* [EXERCISE BRIEF]
Please copy the leading lines of the entries below exactly, concluding with the line in which "The lockfile is" occurs.

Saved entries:

PR #11156, opened 2026-08-28
fix(nodejs): support boolean resolved field in package-lock.json

### LINKED ISSUE #11155: bug(npm): lockfile parser fails on boolean "resolved" field
Trivy skips the whole package-lock.json if any dependency has `"resolved": false`:

```bash
Walk error file_path="package-lock.json" err="parse error: failed to parse package-lock.json: decode error: json: unable to unmarshal JSON boolean into Go string within \"/dependencies/npm/dependencies/@iarna~1cli/resolved\""
```

The lockfile is detected, but no packages are reported and the scan itself succeeds, so the file silently drops out of the results.

npm 6 writes `false` instead of the tarball URL for bundled dependencies. Their metadata has no registry address, so after an install from a lockfile npm stores `_resolved: false` in `node_modules/<pkg>/node_modules/<dep>/package.json` and copies that value into the lockfile when rebuilding it from `node_modules`.

Reproduction, npm 6.14.18 from the node:14 image. It bundles more than four hundred dependencies, and all of them end up with a boolean value:

```bash
docker run --rm -v "$PWD":/app -w /app node:14 sh -c '
    npm init --force
    npm install npm@6.14.18
    rm -rf node_modules && npm install
    rm package-lock.json && npm install
  '
grep -c '"resolved": false' package-lock.json
```

Scanning the result gives the error above and an empty report:

```bash
trivy fs --debug package-lock.json
```

nikpivkin:
## Description

npm writes `false` in the `resolved` field for bundled dependencies, and a string-only field turned one such entry into a decode error that dropped the entire lockfile, leaving the scan with no packages and no failure. The v1 branch also built an external reference with an empty URL whenever `resolved` was missing, now such packages are left without a reference, as in v2.

## Related issues
- Close https://github.com/aquasecurity/trivy/issues/11155

## Checklist

### DIFF
--- a/pkg/dependency/parser/nodejs/npm/parse.go
+++ b/pkg/dependency/parser/nodejs/npm/parse.go
@@ -319,19 +319,25 @@ func (p *Parser) parseV1(dependencies map[string]Dependency, versions map[string
 	var pkgs []ftypes.Package
 	var deps []ftypes.Dependency
 	for pkgName, dep := range dependencies {
-		pkg := ftypes.Package{
-			ID:           packageID(pkgName, dep.Version),
-			Name:         pkgName,
-			Version:      dep.Version,
-			Dev:          dep.Dev,
-			Relationship: ftypes.RelationshipUnknown, // lockfile v1 schema doesn't have information about direct dependencies
-			ExternalReferences: []ftypes.ExternalRef{
+		var refs []ftypes.ExternalRef
+		// Bundled dependencies have no registry address, so the `resolved` field is empty for them.
+		if dep.Resolved != "" {
+			refs = []ftypes.ExternalRef{
 				{
 					Type: ftypes.RefOther,
 					URL:  string(dep.Resolved),
 				},
-			},
-			Locations: []ftypes.Location{ftypes.Location(dep.Location)},
+			}
+		}
+
+		pkg := ftypes.Package{
+			ID:                 packageID(pkgName, dep.Version),
+			Name:               pkgName,
+			Version:            dep.Version,
+			Dev:                dep.Dev,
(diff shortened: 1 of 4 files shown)


pkg/dependency/parser/nodejs/npm/parse.go
```diff
@@ -48,13 +50,36 @@ type Package struct {
...
 	xjson.Location
 }
 
+// resolved represents the npm "resolved" field, which normally holds the tarball URL.
+// npm 6 writes `false` instead of the URL for bundled dependencies inflated from the lockfile,
+// because their metadata contains no registry address.
+type resolved string
+
+func (r *resolved) UnmarshalJSONFrom(dec *jsontext.Decoder) error {
+	switch kind := dec.PeekKind(); kind {
```
knqyf263, line 66: `PeekKind` returns a `jsontext.Kind`, so could we use the named constants (`jsontext.KindString`, `jsontext.KindTrue`, and `jsontext.KindFalse`) instead of their byte representations here? The character literals make this look like raw first-byte inspection, while the named constants make it clear that the decoder is dispatching on JSON token kinds.

nikpivkin: Used https://github.com/aquasecurity/trivy/pull/11156/changes/3bd9758f7731fb743eb728513a82c23f22cd8ee2

Thanks for pointing that out. When I was using jsonv2, those constants didn't exist, and I didn't know they had been added.

nikpivkin: @knqyf263 I've updated the remaining places that used the literals in a separate PR https://github.com/aquasecurity/trivy/pull/11157

knqyf263 (approved):

PR #11162, opened 2026-08-31
perf(secret): move the leading word boundary check out of the regex

nikpivkin:
## Description

18 built-in rules are compiled with `([^0-9a-zA-Z_]|^)` in front of the pattern. They are the rules whose secrets begin with a fixed prefix, such as `AKIA`, `ghp_` or `sk_live_`. Because the pattern starts with a character class, the engine has no literal to search for. It tries to match at every byte of a chunk instead, even where the prefix is not there.

Without the assertion the engine can search for the prefix and jump over the bytes that cannot start a match. This helps most on large files that hold no secrets, which is most of what a scan reads.

The boundary is now checked in Go, after the engine reports a match. A match is dropped when the character in front of it is an ASCII word character. That character stays part of the reported location, so findings and allow rules see the same text as before.

A rule now asks for the boundary explicitly, and its pattern must then start with a literal ASCII word character and must have an upper bound on the length of a match. Both are checked when the scanner is built, so a mistake shows up at startup and not in the results.

Three things go wrong without these restrictions. A pattern starting with `^`, `\A` or `\b` would misfire, because the search runs again over what is left of the chunk, and `^` would match there as if it were the start of the file. A pattern that can begin on a non-word character would report a different secret, because the old form took that character as the boundary and started the secret one character later. A pattern whose match can run to the end of the chunk would cost a full pass for every dropped match, which turns into quadratic time on content packed with candidates that all get dropped.

Two rules keep the boundary in the pattern because of the last restriction, `github-app-token` and `openai-service-api-key`.

Two secrets separated by a single non-word character are now both reported. The boundary is read from the content instead of being consumed, so the separator is still there for the second secret. Before, the first match took it and the second secret had nothing in front of it left to match. Only the two rules that also check the character after the secret are affected.

Rules loaded from a YAML config are compiled as before and are not affected.

## Results

Full image scans, best of three runs each. Wall clock and CPU time are for the whole trivy command, so they also carry unpacking the image, walking the files and everything else a scan does.

| image | wall clock | CPU time | time inside the regexes |
|---|---|---|---|
| synthetic image full of secrets | 81.0 → 43.4 s | 341 → 170 s | -61% |
| `python:3.13` | 5.5 → 5.0 s | 13.7 → 12.2 s | -34% |
| `gitlab/gitlab-ce` | 43.6 → 42.1 s | 173 → 166 s | -9.4% |

On gitlab the wall clock hardly moves, and that difference is inside the noise between runs. The keyword prefilter takes about half of the scanner's time on that image and this change does not touch it.

Whole scan, from a local benchmark that runs the scanner over a directory of real files:

| corpus | change |
|---|---|
| `python:3.13` root filesystem, 1.1 GB | -12% |
| gitlab ruby sources, 120 MB | -2% |

<details>
<summary>benchstat, gitlab ruby sources, 31883 files, 120 MB, 12 rounds</summary>

```
       │  base.txt  │              dev.txt              │
       │   sec/op   │   sec/op    vs base               │
Scan-8   10.87 ± 1%   10.66 ± 0%  -2.00% (p=0.000 n=12)

       │   base.txt   │               dev.txt               │
       │     B/s      │     B/s       vs base               │
Scan-8   10.59Mi ± 1%   10.80Mi ± 0%  +2.03% (p=0.000 n=12)

       │  base.txt  │            dev.txt             │
       │  findings  │  findings   vs base            │
Scan-8   11.00 ± 0%   11.00 ± 0%  ~ (p=1.000 n=12) ¹
¹ all samples are equal

       │   base.txt   │            dev.txt             │
       │     B/op     │     B/op      vs base          │
Scan-8   4.298Gi ± 0%   4.298Gi ± 0%  ~ (p=0.198 n=12)

       │  base.txt   │            dev.txt            │
       │  allocs/op  │  allocs/op   vs base          │
Scan-8   44.27M ± 0%   44.27M ± 0%  ~ (p=0.551 n=12)
```

</details>

<details>
<summary>benchstat, python:3.13 root filesystem, 26207 files, 1121 MB, 6 rounds</summary>

```
       │  base.txt  │              dev.txt               │
       │   sec/op   │   sec/op     vs base               │
Scan-8   14.65 ± 7%   12.85 ± 10%  -12.26% (p=0.015 n=6)

       │   base.txt   │               dev.txt               │
       │     B/s      │     B/s       vs base               │
Scan-8   73.21Mi ± 7%   83.21Mi ± 9%  +13.67% (p=0.015 n=6)

       │  base.txt  │            dev.txt            │
       │  findings  │  findings   vs base           │
Scan-8   0.000 ± 0%   0.000 ± 0%  ~ (p=1.000 n=6) ¹
¹ all samples are equal

       │   base.txt   │            dev.txt            │
       │     B/op     │     B/op      vs base         │
Scan-8   1.630Gi ± 0%   1.630Gi ± 0%  ~ (p=0.485 n=6)

       │  base.txt   │           dev.txt            │
       │  allocs/op  │  allocs/op   vs base         │
Scan-8   7.895M ± 0%   7.895M ± 0%  ~ (p=0.937 n=6)
```

</details>

The two corpora differ because of their content. Source code holds keywords everywhere, so many rules pass the keyword prefilter and the prefilter itself takes about half of the time. A runtime image is mostly binaries, few rules pass, and the ones that do scan large files and find nothing.

Findings are the same on the targets above and in every repetition, and the reports match byte for byte.

## Checklist


pkg/fanal/secret/scanner.go
```diff
@@ -129,21 +130,155 @@ func (g Global) IsSkipped(path string) bool {
 	return false
 }
 
-// Regexp adds unmarshalling from YAML for regexp.Regexp
+// Regexp wraps regexp.Regexp with unmarshalling from YAML and the leading word boundary check.
 type Regexp struct {
-	*regexp.Regexp
+	re *regexp.Regexp
```
nikpivkin, line 135: Regexp no longer embeds `*regexp.Regexp` and keeps it in an unexported field. The methods that came with the embedded type ignored the word boundary, so a rule could be matched without it. Only the five methods the scanner uses are exposed now, and all of them check the boundary.

This is a breaking change for anyone outside the repository who called some other `regexp.Regexp` method on `secret.Regexp`. Nothing inside the repository does.

knqyf263: This looks like a good direction.

I was wondering if we could make the boundary behavior explicit on `Rule` instead of keeping it inside `Regexp`. This is just an idea, so I would like to hear if there are cases I am overlooking.

We could add a field to `Rule`:

```go
type Rule struct {
    // Existing fields...
    LeadingWordBoundary bool `yaml:"leading-word-boundary,omitempty"`
}
```

For an affected built-in rule, we would remove the leading boundary from the regular expression and enable the field explicitly:

```diff
-Regex: MustCompileWithoutWordPrefix(`?P<secret>ghp_[0-9A-Za-z]{36}`),
+Regex: MustCompile(`(?P<secret>ghp_[0-9A-Za-z]{36})`),
+LeadingWordBoundary: true,
```

Custom rules could opt in to the same optimization:

```yaml
rules:
  - id: github-token
    regex: '(?P<secret>ghp_[0-9A-Za-z]{36})'
    secret-group-name: secret
    leading-word-boundary: true
```

Existing rules that do not specify the field would continue using their regular expressions as they do today. They would not receive the performance benefit, but their behavior would remain backward compatible.

With the boundary behavior declared explicitly, we might be able to replace the `regexp/syntax` AST walk with a simpler check using the compiled regular expression's `LiteralPrefix()`:

```go
func validateLeadingWordBoundary(rule Rule) error {
    if !rule.LeadingWordBoundary {
        return nil
    }
    if rule.Regex == nil {
        return xerrors.Errorf("rule %q must have a regex", rule.ID)
    }
    if prefix, _ := rule.Regex.LiteralPrefix(); prefix == "" {
        return xerrors.Errorf("rule %q must have a literal prefix", rule.ID)
    }
    return nil
}
```

The scanner could use the existing `regexp.Regexp` methods when the field is disabled and call a separate helper only when it is enabled:

```go
func (r Rule) findAllIndex(content []byte) [][]int {
    if !r.LeadingWordBoundary {
        return r.Regex.FindAllIndex(content, -1)
    }
    return findAllWithLeadingWordBoundary(content, r.Regex.FindIndex)
}
```

`findAllWithLeadingWordBoundary` could look roughly like this:

```go
func findAllWithLeadingWordBoundary(content []byte, find func([]byte) []int) [][]int {
    var matches [][]int
    for pos := 0; pos <= len(content); {
        match := find(content[pos:])
        if match == nil {
            break
        }

        start, end := match[0]+pos, match[1]+pos
        prev, _ := utf8.DecodeLastRune(content[:start])
        if start == end || isWordChar(prev) {
            _, size := utf8.DecodeRune(content[start:])
            pos = start + max(size, 1)
            continue
        }

        for i, offset := range match {
            if offset >= 0 {
                match[i] = offset + pos
            }
        }
        matches = append(matches, match)
        pos = end
    }
    return matches
}
```

Restarting from `start + one rune` after rejecting a candidate is important to avoid missing a valid token inside a rejected greedy match:

```text
regex: token-[^\n]+
input: xtoken-invalid!token-valid
expected: token-valid
```

If we treat the boundary as a non-consuming condition, two secrets could also share the same separator:

```text
input: ek_aaa...!ek_bbb...
expected: ek_aaa..., ek_bbb...
```

This may change the results compared with the current implementation, but detecting both secrets seems like the more desirable behavior to me. If we do not want to include that behavior change in this PR, preserving the current behavior for now would also be fine.

This approach might let us retain the existing embedded `*regexp.Regexp` and its methods instead of replacing it with a private field and reimplementing the required methods as wrappers. It may also let us avoid the AST validation and the boundary-specific constructors. Do you see any cases where this approach would not work?

nikpivkin: Thanks for the feedback!

I like the idea of making the boundary configurable for custom rules. I would prefer to do it in a follow-up PR together with the documentation, and keep this one about the performance of the builtin rules.

I would keep the flag inside `Regexp` and the wrapper private. It is a property of the pattern, not of the rule. The YAML field can still be on `Rule`, but only at parse time. It validates the pattern, turns the flag on in the `Regexp`, and is gone after loading. With the flag on `Rule` there are two ways to run the search. `rule.findAllIndex(content)` applies the boundary, `rule.Regex.FindAllIndex(content, -1)` does not, and both of them compile. With the flag inside `Regexp` the wrong call does not exist. `Rule.Regex` is used in three places, so the wrapper methods are cheap, and the guarantee comes from the compiler instead of a comment.

`LiteralPrefix()` will not work here. It returns an empty string for alternations and for case insensitive patterns, see [Prog.Prefix()](https://cs.opensource.google/go/go/+/refs/tags/go1.27.1:src/regexp/syntax/prog.go;l=150). It would reject four rules that are correct today. `aws-access-key-id` and `github-app-token` start with an alternation, `stripe-publishable-token` and `stripe-secret-token` start with `(?i)`. The AST walk checks that every branch of it starts with an ASCII word character.

Two secrets that share one separator already work in the current version. In your example the `!` is consumed by the trailing boundary of the first match, but it is still in the content, and that is where we read it from. The leading boundary is not part of the pattern any more, so the same `!` works as the boundary of the second match.
The only difference from your snippet is that we shift the start one character left, to report the same match as main does. The whole match goes to the allow rules, so I would rather not change it here.
Finding both of them is still a change compared to main, it has no test, and the PR description is wrong about it. I will add the test and fix the description.

 I can also make the flag visible at the rule definition, with a method instead of a constructor:

```go
Regex: MustCompile(`(?P<secret>ghp_[0-9a-zA-Z]{36})`).RequireWordBoundaryBefore()
```
It validates the pattern and turns the flag on. It also gets rid of the strange pattern strings we have now, like `?P<secret>ghp_[0-9a-zA-Z]{36}`, which are not valid regexps on their own because the constructor adds the parentheses. `MustCompileWithBoundaries` can go away the same way if its two rules write endWord at the call site, like `quote` and `endSecret` are written there already. What do you think?

knqyf263: I think this depends on which layer we consider the boundary condition to belong to.

If we see this as moving a boundary check that was previously part of the regex into Go code for performance, keeping that behavior inside `Regexp` makes sense. In my proposal, I was thinking of it as a secret detection rule requiring a leading boundary. In that model, the regex performs its normal search, and the rule's search logic applies the boundary condition, so keeping it on `Rule` feels more natural to me. Preserving the embedded `*regexp.Regexp` and avoiding additional wrapper methods was also part of the motivation for my suggestion.

This is similar to the existing `AllowRules`. They do not filter matches inside `FindAllIndex`; the code applying the rule filters the candidates found by the regex. I was imagining the same responsibility for the boundary condition. A regex match is a candidate, and the rule's conditions determine whether it becomes a detection.

This got a bit long, but the two options are:

- **Define the boundary condition as a property of the rule:** Keep a field on `Rule`, and have the rule's search logic filter out candidates that do not satisfy the boundary condition.
- **Define the boundary condition as a property of the regex:** Treat this as an optimization of a regex that includes a boundary, and perform the boundary check inside `Regexp`.

I think both approaches are valid. I would find either of these more consistent and easier to understand than declaring the condition as a separate field on the rule and then transferring it into `Regexp` at load time to apply it there.

I am not asking for my proposal as a required change. If you think the current design is easier to maintain, I do not have a strong objection, so I will leave the final decision to you.

knqyf263: I checked `LiteralPrefix()` against the four rules you mentioned. It returns `"A"` for `aws-access-key-id` and `"gh"` for `github-app-token`, so these two do have a non-empty prefix despite the alternations.

For the two Stripe rules, the [official documentation](https://docs.stripe.com/keys) lists the fixed prefixes as `pk_test_`, `pk_live_`, `sk_test_`, and `sk_live_`, so case-insensitive matching does not seem necessary for that part. If we make those fixed prefixes lowercase-only while preserving support for both uppercase and lowercase characters in the rest of the key, `LiteralPrefix()` returns `"pk_"` and `"sk_"`, respectively. With that adjustment, it looked to me like all four examples could pass the `LiteralPrefix()` check.

That said, I also confirmed that `LiteralPrefix()` returns `"ABC!"` for `^ABC!`. If the AST validation is also intended to reject patterns that are incompatible with the rescan logic, as described in the [PR description](https://github.com/aquasecurity/trivy/pull/11162), I am fine with keeping the current AST validation. I am not insisting on replacing it with `LiteralPrefix()`.

nikpivkin: You are right about `LiteralPrefix()` and the parser factors out the common prefix of an alternation.

To answer your question, yes, the check has the second purpose too. The search runs again over what is left of the chunk, so a pattern must not start with `^`, `\A` or `\b`. As you found, `LiteralPrefix()` returns `ABC!` for `^ABC!`, so it would let such a pattern through. The AST walk rejects it, because it only accepts a literal, a group, a concatenation and an alternation, and anything else is a no.

nikpivkin: Let's do it your way.

pkg/fanal/secret/scanner.go
```diff
@@ -129,21 +130,155 @@ func (g Global) IsSkipped(path string) bool {
...
+
+		// The boundary is a character, not a byte, so a multi-byte one in front of
+		// the match counts as a whole. At the start of content there is nothing to
+		// decode and the match is kept.
+		prev, size := utf8.DecodeLastRune(content[:start])
+		if isWordChar(prev) {
+			// This position is out, but a match can still start to the right of it.
+			pos = start + 1
+			continue
+		}
```
DmitriyLewen, line 198: **Quadratic complexity on rules with an unbounded match length**

Rejecting a match restarts the search at `start + 1`.
For rules whose **match length has no upper bound**, every candidate stretches to the end of the chunk.
The cost does not telescope, and on input with densely packed rejected candidates this becomes O(n²).

**Reproduction**

```go
func TestQuadraticBlowup(t *testing.T) {
	s := secret.NewScanner(nil)
	for _, unit := range []string{"aghs_", "abcde"} {
		for _, n := range []int{10000, 20000, 40000} {
			content := []byte(strings.Repeat(unit, n/5))
			t0 := time.Now()
			res := s.Scan(secret.ScanArgs{FilePath: "t.txt", Content: bytes.NewReader(content)})
			t.Logf("unit=%q size=%6d %12s findings=%d",
				unit, len(content), time.Since(t0).Round(time.Microsecond), len(res.Findings))
		}
	}
}
```

| size | `aghs_` (payload) | `abcde` (benign content) |
|---|---|---|
| 10,000 B | 319 ms | 297 µs |
| 20,000 B | 1.163 s | 417 µs |
| 40,000 B | 4.709 s | 903 µs |

Exactly ×4 for every doubling of the size. Benign content of the same size stays linear.

Chunking caps the quadratic growth at a single chunk, but beyond that the time grows linearly with the number of chunks:
1 MB of such a file already takes minutes.

**Affected rules**

Three rules out of eighteen carry an unbounded quantifier.
Below is the isolated regex on 40 KB of its own payload, the old form with the boundary inside the pattern against the restart loop, best of three:

| rule | before | after | growth |
|---|---|---|---|
| `github-app-token` — `ghs_[0-9a-zA-Z._-]{36,}` | 1.068 ms | 4.512 s | ×4225 |
| `openai-service-api-key` — `sk-service-[A-Za-z0-9-]+-…` | 1.074 ms | 338 ms | ×315 |
| `aws-access-key-id` — trailing `\s+` | 1.089 ms | 2.032 ms | ×2 |

The old form is linear for all three.
The first two degrade quadratically: the ratio grows with the size (×356, ×2079, ×4225 at 10, 20 and 40 KB).

For `aws-access-key-id` the ratio stays at ×2 across every size, so this is a constant overhead rather than a degradation.
A payload for it cannot be built: `\s+` can only stretch over a run of whitespace,
and a run of whitespace leaves no room for rejected candidates.
So only the first two need fixing.

**Proposal**

There are two independent sources of the quadratic behaviour, and both steps are needed — each closes one half.

**1. Search for the literal prefix before running the engine**

A rejected candidate currently costs a full pass of the engine. If the literal prefix is found first
with a plain substring search, the character in front of it is checked, and only then an anchored match runs,
a rejection becomes O(1), and `bytes.Index` is vectorized and outruns the engine:

```go
func (r *Regexp) findAll(content []byte, n int) [][]int {
	var matches [][]int
	for pos := 0; pos <= len(content) && (n < 0 || len(matches) < n); {
		i := bytes.Index(content[pos:], r.prefix)
		if i < 0 {
			break
		}
		start := pos + i

		prev, size := utf8.DecodeLastRune(content[:start])
		if isWordChar(prev) {
			// A rejection never reaches the engine, the next candidate comes from the substring search.
			pos = start + 1
			continue
		}

		// The anchored form checks that the match starts right here.
		m := r.anchored.FindSubmatchIndex(content[start:])
		if m == nil {
			pos = start + 1
			continue
		}
		for i, off := range m {
			if off >= 0 {
				m[i] = off + start
			}
		}
		m[0] = start - size

		pos = m[1]
		matches = append(matches, m)
	}
	return matches
}
```

The `\A` anchor is added by us, at a position we have already checked, so this neither lifts the ban on `^`
and `\A` inside user patterns nor conflicts with the chunking.

The prefix comes out of the same parse that `startsWithWordLiteral` already does:
16 rules out of 18 have one. The remaining two are the Stripe rules, and only because of the leading `(?i)`.
Moving `(?i)` past the fixed prefix, as suggested above in this thread,
makes `LiteralPrefix()` return `pk_` and `sk_`, and the coverage becomes complete.

**2. Put an upper bound on the quantifiers**

The first step alone is not enough. It removes the cost of rejected candidates, but not the cost of anchored
matches that fail after walking a long run. For `openai-service-api-key` such an input is built on the `-`
separator, which is both a valid boundary and a member of `[A-Za-z0-9-]`.

```
{36,} → {36,255}    (github-app-token)
+     → {1,255}     (openai-service-api-key)
```

Measured on 40 KB, best of three, for both payloads:

| | `aghs_`, every candidate rejected | `-sk-service-`, anchored match fails |
|---|---|---|
| current | 4.545 s, 40/20 ratio 4.0 | 2.414 s, ratio 4.0 |
| bounds only | 73 ms, ratio 2.1 | 31.8 ms, ratio 2.0 |
| prefix only | 90 µs, ratio 2.0 | 2.414 s, ratio 4.1 |
| prefix and bounds | 90 µs | 31.8 ms |
| old form | 1.084 ms | — |

Together they not only remove the quadratic growth but also beat the old form by an order of magnitude,
while the benefit of this PR on benign content is preserved in full.

The residual cost is directly proportional to the bound, so a generous reserve works against us here:
`{36,44}` gives ×18 over the old form, `{36,255}` gives ×65, `{36,1000}` gives ×272.
`{36,255}` looks like a reasonable compromise, and detection of a real token does not change.
Worth keeping in mind that Go rejects a repeat count above 1000.

I ran a prototype of both parts against the current implementation on a clean secret, a secret behind a letter,
behind an underscore, behind punctuation, behind a multi-byte character, behind an invalid UTF-8 byte,
on two secrets in a row, on the `-` separator and on the `ghu_` branch — the results match byte for byte.

**3. Close the trap for future rules**

```go
// An unbounded quantifier lets a match stretch to the end of the chunk,
// which means a single candidate can cost O(n).
func hasUnboundedRepeat(re *syntax.Regexp) bool {
	switch re.Op {
	case syntax.OpStar, syntax.OpPlus:
		return true
	case syntax.OpRepeat:
		if re.Max == -1 {
			return true
		}
	}
	for _, sub := range re.Sub {
		if hasUnboundedRepeat(sub) {
			return true
		}
	}
	return false
}
```

The check fits into the existing `TestWordPrefixCompile`, but the assertion should change along with it.
It currently uses a bare `assert.Panics`, and there would now be three panics: from `syntax.Parse`,
from `startsWithWordLiteral` and from the new check. On `[a-z]+ghp_` two of them fire at once,
so a bare `assert.Panics` passes even when the wrong check catches the pattern:

```go
tests := []struct {
	name      string
	pattern   string
	wantPanic string // substring of the message; an empty string means no panic is expected
}{
	{name: "bounded repeat", pattern: `ghp_[0-9a-zA-Z]{36}`},
	{name: "bounded range", pattern: `hf_[A-Za-z0-9]{34,40}`},
	{name: "open-ended repeat", pattern: `ghs_[0-9a-zA-Z._-]{36,}`, wantPanic: "unbounded quantifier"},
	{name: "plus", pattern: `sk-service-[A-Za-z0-9-]+-[A-Za-z0-9]{20}`, wantPanic: "unbounded quantifier"},
	{name: "star", pattern: `ghp_[0-9a-zA-Z]*`, wantPanic: "unbounded quantifier"},
	{name: "nested under a quest", pattern: `ghp_(?:[a-z]+)?`, wantPanic: "unbounded quantifier"},
	{name: "unbounded trailing whitespace", pattern: `ghp_[0-9a-zA-Z]{36}\s+`, wantPanic: "unbounded quantifier"},
	{name: "start of text", pattern: `^ghp_[0-9a-zA-Z]{36}`, wantPanic: "literal ASCII word character"},
	{name: "character class", pattern: `[gh]hp_[0-9a-zA-Z]{36}`, wantPanic: "literal ASCII word character"},
}
```

The first five panicking cases pass `startsWithWordLiteral` and are caught only by the new check,
so they really do cover it rather than duplicating the old one.
The `\s+` case also documents the `endSecret` situation.

After step 2 this check fires on no existing rule,
so all eighteen keep the optimization, and whoever adds a pattern with `+` or `{n,}`
gets a panic at startup instead of silent quadratic behaviour.
In `aws-access-key-id` the unbounded `\s+` lives in the shared `endSecret` constant,
which it shares with `aws-secret-access-key`, and that one is compiled with a plain `MustCompile`
and is not subject to the optimization. The rule itself does not degrade, so it will need
either an exception or a bounded tail written in the rule instead of the shared constant.

Either way a regression benchmark with `strings.Repeat("aghs_", n)` and `strings.Repeat("-sk-service-", n)`
payloads would help — the package currently has no `func Benchmark` at all,
so there is nothing to catch a regression like this.

Since the field is moving to `Rule` and custom rules will be able to opt in through the config,
one more thing is worth taking into account. A panic is fine for built-in rules, where it is a developer error,
but for user-supplied patterns both the leading-literal check and the unbounded-quantifier check
should produce a config validation error rather than bring the process down.
And an unbounded quantifier in a custom rule is the same vector, only now reachable through `trivy.yaml`,
so the check is worth applying to those rules as well.

nikpivkin: @DmitriyLewen Thanks, this is a real regression. Let's add a check for unbounded quantifiers to the rule validation in this PR. `github-app-token` and `openai-service-api-key` then go back to the boundary in the pattern. In `aws-access-key-id` the only unbounded part is the trailing `\s+` in the shared `endSecret` constant. That group is the last thing in every pattern that uses it, so the `+` changes only how much trailing whitespace ends up in the match, not what matches. I would drop it and keep the flag on the rule.

Bounding a quantifier that covers the secret itself has a problem. The reported location is what `censorLocation` masks, so a shorter match leaves the rest of the secret in the report uncensored. A stateless `ghs_` token is about 520 characters, and `{36,255}` would print more than half of it.

> A stateless token is a ghs_-prefixed JWT. It is longer (~520 characters) and contains two dots. In contrast, a stateful token is a short opaque string with no dots.

About the prefix search. The next optimization I am working on runs the patterns from the positions the keyword automaton already knows, instead of scanning the whole chunk, and the analysis for it is in progress. A literal prefix is another source of such positions, so it belongs in the same loop, and I would rather write that loop once.

nikpivkin: > the package currently has no func Benchmark at all, so there is nothing to catch a regression like this.

I did not add a benchmark because we do not run benchmarks in CI, and a benchmark reports a number instead of passing or failing

nikpivkin: @DmitriyLewen I added a check that rejects an unbounded quantifier in a rule that uses the boundary. `github-app-token` and `openai-service-api-key` keep the boundary in the pattern now, and `endSecret` lost its `+`, so `aws-access-key-id` still uses the optimization. https://github.com/aquasecurity/trivy/pull/11162/changes/fb2ce7db42d27684a9c00b5a4c655c1155cd369e

DmitriyLewen (approved):
Great work!
LGTM.

But please update PR description :)

nikpivkin:
The gain here is smaller than in the other optimizations we found, and it adds more to maintain, so I am putting it on hold for now.

I will come back to it after the keyword prefilter lands and measure it on top of that, because most of the scanner time on our targets goes to the prefilter today.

* [EXERCISE OUTPUT]
PR #11156, opened 2026-08-28
fix(nodejs): support boolean resolved field in package-lock.json

### LINKED ISSUE #11155: bug(npm): lockfile parser fails on boolean "resolved" field
Trivy skips the whole package-lock.json if any dependency has `"resolved": false`:

```bash
Walk error file_path="package-lock.json" err="parse error: failed to parse package-lock.json: decode error: json: unable to unmarshal JSON boolean into Go string within \"/dependencies/npm/dependencies/@iarna~1cli/resolved\""
```

The lockfile is detected, but no packages are reported and the scan itself succeeds, so the file silently drops out of the results.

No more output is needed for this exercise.